• **Task details**
Once you have read the records, write them out again exactly.

++++ Records for processing ++++

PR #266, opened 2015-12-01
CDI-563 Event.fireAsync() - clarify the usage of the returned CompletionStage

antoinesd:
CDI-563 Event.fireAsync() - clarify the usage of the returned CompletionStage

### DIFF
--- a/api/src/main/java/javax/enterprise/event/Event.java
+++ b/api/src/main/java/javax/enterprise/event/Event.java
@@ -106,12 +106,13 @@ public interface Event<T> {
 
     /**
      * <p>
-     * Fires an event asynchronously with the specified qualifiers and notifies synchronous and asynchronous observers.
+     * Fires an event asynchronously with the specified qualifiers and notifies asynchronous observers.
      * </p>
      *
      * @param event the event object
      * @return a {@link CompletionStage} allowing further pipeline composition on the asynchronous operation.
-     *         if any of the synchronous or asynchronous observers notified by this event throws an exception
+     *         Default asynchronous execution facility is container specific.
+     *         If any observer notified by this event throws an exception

++++

• **Reply**
PR #266, opened 2015-12-01
CDI-563 Event.fireAsync() - clarify the usage of the returned CompletionStage

antoinesd:
CDI-563 Event.fireAsync() - clarify the usage of the returned CompletionStage

### DIFF
--- a/api/src/main/java/javax/enterprise/event/Event.java
+++ b/api/src/main/java/javax/enterprise/event/Event.java
@@ -106,12 +106,13 @@ public interface Event<T> {
 
     /**
      * <p>
-     * Fires an event asynchronously with the specified qualifiers and notifies synchronous and asynchronous observers.
+     * Fires an event asynchronously with the specified qualifiers and notifies asynchronous observers.
      * </p>
      *
      * @param event the event object
      * @return a {@link CompletionStage} allowing further pipeline composition on the asynchronous operation.
-     *         if any of the synchronous or asynchronous observers notified by this event throws an exception
+     *         Default asynchronous execution facility is container specific.
+     *         If any observer notified by this event throws an exception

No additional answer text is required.